======== DATASET ENTRIES
PR #1299, opened 2021-08-24
Clean up ReplicateToDatastoreAction and tests

gbrodman:
1. applyTransaction should throw an error if it fails; this allows us to
have more information in the caller (and it shouldn't usually happen)
2. Set a response code + payload now, since this is an action that is
called by cron
3. Add a method to the test log subject that allows us to check if a
severe log with a particular Throwable cause was logged (since the cause
isn't contained in the log message itself directly)

### DIFF
--- a/core/src/main/java/google/registry/model/replay/ReplicateToDatastoreAction.java
+++ b/core/src/main/java/google/registry/model/replay/ReplicateToDatastoreAction.java
@@ -18,6 +18,8 @@ import static google.registry.model.ofy.ObjectifyService.auditedOfy;
 import static google.registry.persistence.transaction.TransactionManagerFactory.jpaTm;
 import static google.registry.persistence.transaction.TransactionManagerFactory.ofyTm;
 import static google.registry.request.Action.Method.GET;
+import static javax.servlet.http.HttpServletResponse.SC_NO_CONTENT;
+import static javax.servlet.http.HttpServletResponse.SC_OK;
 
 import com.google.common.annotations.VisibleForTesting;
 import com.google.common.collect.ImmutableList;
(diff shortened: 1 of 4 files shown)


jianglai (changes requested):
> *[Reviewable](https://reviewable.io/reviews/google/nomulus/1299)* status: all files reviewed, 3 unresolved discussions (waiting on @gbrodman)

___
*[core/src/main/java/google/registry/model/replay/ReplicateToDatastoreAction.java, line 71 at r1](https://reviewable.io/reviews/google/nomulus/1299#-Mhy96yW6dL5F4C69I_-:-Mhy96yW6dL5F4C69I_0:bh0sfxx) ([raw file](https://github.com/google/nomulus/blob/84a0ef4ce161f230ec18403a4754cf722900ba27/core/src/main/java/google/registry/model/replay/ReplicateToDatastoreAction.java#L71)):*
> ```
> public void run() {
> ```
Can we move this function back to where it was? Otherwise the the diff would not show up.
___
*[core/src/test/java/google/registry/model/replay/ReplicateToDatastoreActionTest.java, line 118 at r1](https://reviewable.io/reviews/google/nomulus/1299#-MhyEJff6Jqb13EhIZtW:-MhyEJff6Jqb13EhIZtX:b-v98r2y) ([raw file](https://github.com/google/nomulus/blob/84a0ef4ce161f230ec18403a4754cf722900ba27/core/src/test/java/google/registry/model/replay/ReplicateToDatastoreActionTest.java#L118)):*
> ```
> resetTask();
> ```
I presume you have to do this because `FakeResponse` can only have its payload set once? I am starting to think that this might be a burden rather than a good safeguard. Is it true that the real response can only have its payload set once? If not why are we enforcing this arbitrary restriction on a fake? 
___
*[core/src/test/java/google/registry/testing/LogsSubject.java, line 68 at r1](https://reviewable.io/reviews/google/nomulus/1299#-MhyBvxVBnHbST22ubl7:-MhyBvxVBnHbST22ubl8:b-2u9vao) ([raw file](https://github.com/google/nomulus/blob/84a0ef4ce161f230ec18403a4754cf722900ba27/core/src/test/java/google/registry/testing/LogsSubject.java#L68)):*
> ```
> public void hasSevereLogWithCause
> ```
I'm not familiar with how `Subject`s work. Where is the logic that filters out only severe logs?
================
## YOUR GOAL
Wherever a line above contains the string "HttpServletResponse", copy that line.

## RESPONSE BOX
+import static javax.servlet.http.HttpServletResponse.SC_NO_CONTENT;
+import static javax.servlet.http.HttpServletResponse.SC_OK;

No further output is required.